SUPPLIED MATERIAL —
--- START ---

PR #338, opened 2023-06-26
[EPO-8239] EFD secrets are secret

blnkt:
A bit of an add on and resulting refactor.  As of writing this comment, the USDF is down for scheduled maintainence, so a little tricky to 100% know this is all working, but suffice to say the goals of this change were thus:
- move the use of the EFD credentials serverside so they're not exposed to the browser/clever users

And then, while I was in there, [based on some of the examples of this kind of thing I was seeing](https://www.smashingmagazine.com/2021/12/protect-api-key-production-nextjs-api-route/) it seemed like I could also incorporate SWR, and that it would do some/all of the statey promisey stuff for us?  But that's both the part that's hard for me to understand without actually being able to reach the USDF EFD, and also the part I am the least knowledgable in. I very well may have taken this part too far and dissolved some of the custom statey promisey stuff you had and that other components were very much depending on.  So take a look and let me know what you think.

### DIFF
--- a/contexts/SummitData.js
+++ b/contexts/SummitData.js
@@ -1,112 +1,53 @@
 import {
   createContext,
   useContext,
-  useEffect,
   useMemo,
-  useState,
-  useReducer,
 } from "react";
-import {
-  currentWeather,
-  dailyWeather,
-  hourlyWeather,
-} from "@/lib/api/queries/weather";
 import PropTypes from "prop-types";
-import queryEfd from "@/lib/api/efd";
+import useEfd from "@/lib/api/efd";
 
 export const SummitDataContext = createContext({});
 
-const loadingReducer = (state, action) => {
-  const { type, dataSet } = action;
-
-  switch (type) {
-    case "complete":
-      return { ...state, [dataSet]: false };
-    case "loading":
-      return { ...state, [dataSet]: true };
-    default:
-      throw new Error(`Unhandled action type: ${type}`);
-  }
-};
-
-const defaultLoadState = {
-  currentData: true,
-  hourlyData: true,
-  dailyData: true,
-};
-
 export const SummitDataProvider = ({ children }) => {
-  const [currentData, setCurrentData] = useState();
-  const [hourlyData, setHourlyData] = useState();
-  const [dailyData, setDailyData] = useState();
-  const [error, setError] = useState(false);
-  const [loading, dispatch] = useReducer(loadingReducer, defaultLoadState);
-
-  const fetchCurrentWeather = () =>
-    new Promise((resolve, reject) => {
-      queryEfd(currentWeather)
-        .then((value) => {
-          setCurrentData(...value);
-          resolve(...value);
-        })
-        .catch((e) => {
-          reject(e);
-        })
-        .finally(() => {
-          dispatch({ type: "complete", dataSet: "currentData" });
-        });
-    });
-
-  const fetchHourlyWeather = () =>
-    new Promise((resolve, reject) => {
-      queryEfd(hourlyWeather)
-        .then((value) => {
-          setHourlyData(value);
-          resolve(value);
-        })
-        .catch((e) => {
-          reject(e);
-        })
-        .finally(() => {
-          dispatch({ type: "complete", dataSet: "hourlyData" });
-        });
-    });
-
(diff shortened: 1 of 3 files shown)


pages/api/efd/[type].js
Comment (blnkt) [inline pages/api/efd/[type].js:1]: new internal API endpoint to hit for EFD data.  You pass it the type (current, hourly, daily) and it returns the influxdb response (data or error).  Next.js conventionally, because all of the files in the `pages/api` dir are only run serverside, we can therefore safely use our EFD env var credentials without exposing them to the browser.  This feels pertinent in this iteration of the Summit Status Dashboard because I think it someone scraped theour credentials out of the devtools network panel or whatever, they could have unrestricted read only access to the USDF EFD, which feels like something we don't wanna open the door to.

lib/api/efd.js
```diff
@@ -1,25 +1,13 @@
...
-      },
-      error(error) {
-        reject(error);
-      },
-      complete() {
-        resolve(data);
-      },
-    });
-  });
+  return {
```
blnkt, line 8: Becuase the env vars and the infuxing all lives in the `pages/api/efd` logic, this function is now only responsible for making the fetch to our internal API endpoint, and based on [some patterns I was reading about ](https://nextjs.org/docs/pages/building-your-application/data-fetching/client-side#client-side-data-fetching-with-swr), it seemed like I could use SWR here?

--- END ---

AIM OF THE TASK — Each entry needs to be written out again, exactly as given.

REPLY TO THE TASK —
PR #338, opened 2023-06-26
[EPO-8239] EFD secrets are secret

blnkt:
A bit of an add on and resulting refactor.  As of writing this comment, the USDF is down for scheduled maintainence, so a little tricky to 100% know this is all working, but suffice to say the goals of this change were thus:
- move the use of the EFD credentials serverside so they're not exposed to the browser/clever users

And then, while I was in there, [based on some of the examples of this kind of thing I was seeing](https://www.smashingmagazine.com/2021/12/protect-api-key-production-nextjs-api-route/) it seemed like I could also incorporate SWR, and that it would do some/all of the statey promisey stuff for us?  But that's both the part that's hard for me to understand without actually being able to reach the USDF EFD, and also the part I am the least knowledgable in. I very well may have taken this part too far and dissolved some of the custom statey promisey stuff you had and that other components were very much depending on.  So take a look and let me know what you think.

### DIFF
--- a/contexts/SummitData.js
+++ b/contexts/SummitData.js
@@ -1,112 +1,53 @@
 import {
   createContext,
   useContext,
-  useEffect,
   useMemo,
-  useState,
-  useReducer,
 } from "react";
-import {
-  currentWeather,
-  dailyWeather,
-  hourlyWeather,
-} from "@/lib/api/queries/weather";
 import PropTypes from "prop-types";
-import queryEfd from "@/lib/api/efd";
+import useEfd from "@/lib/api/efd";
 
 export const SummitDataContext = createContext({});
 
-const loadingReducer = (state, action) => {
-  const { type, dataSet } = action;
-
-  switch (type) {
-    case "complete":
-      return { ...state, [dataSet]: false };
-    case "loading":
-      return { ...state, [dataSet]: true };
-    default:
-      throw new Error(`Unhandled action type: ${type}`);
-  }
-};
-
-const defaultLoadState = {
-  currentData: true,
-  hourlyData: true,
-  dailyData: true,
-};
-
 export const SummitDataProvider = ({ children }) => {
-  const [currentData, setCurrentData] = useState();
-  const [hourlyData, setHourlyData] = useState();
-  const [dailyData, setDailyData] = useState();
-  const [error, setError] = useState(false);
-  const [loading, dispatch] = useReducer(loadingReducer, defaultLoadState);
-
-  const fetchCurrentWeather = () =>
-    new Promise((resolve, reject) => {
-      queryEfd(currentWeather)
-        .then((value) => {
-          setCurrentData(...value);
-          resolve(...value);
-        })
-        .catch((e) => {
-          reject(e);
-        })
-        .finally(() => {
-          dispatch({ type: "complete", dataSet: "currentData" });
-        });
-    });
-
-  const fetchHourlyWeather = () =>
-    new Promise((resolve, reject) => {
-      queryEfd(hourlyWeather)
-        .then((value) => {
-          setHourlyData(value);
-          resolve(value);
-        })
-        .catch((e) => {
-          reject(e);
-        })
-        .finally(() => {
-          dispatch({ type: "complete", dataSet: "hourlyData" });
-        });
-    });
-
(diff shortened: 1 of 3 files shown)


pages/api/efd/[type].js
Comment (blnkt) [inline pages/api/efd/[type].js:1]: new internal API endpoint to hit for EFD data.  You pass it the type (current, hourly, daily) and it returns the influxdb response (data or error).  Next.js conventionally, because all of the files in the `pages/api` dir are only run serverside, we can therefore safely use our EFD env var credentials without exposing them to the browser.  This feels pertinent in this iteration of the Summit Status Dashboard because I think it someone scraped theour credentials out of the devtools network panel or whatever, they could have unrestricted read only access to the USDF EFD, which feels like something we don't wanna open the door to.

lib/api/efd.js
```diff
@@ -1,25 +1,13 @@
...
-      },
-      error(error) {
-        reject(error);
-      },
-      complete() {
-        resolve(data);
-      },
-    });
-  });
+  return {
```
blnkt, line 8: Becuase the env vars and the infuxing all lives in the `pages/api/efd` logic, this function is now only responsible for making the fetch to our internal API endpoint, and based on [some patterns I was reading about ](https://nextjs.org/docs/pages/building-your-application/data-fetching/client-side#client-side-data-fetching-with-swr), it seemed like I could use SWR here?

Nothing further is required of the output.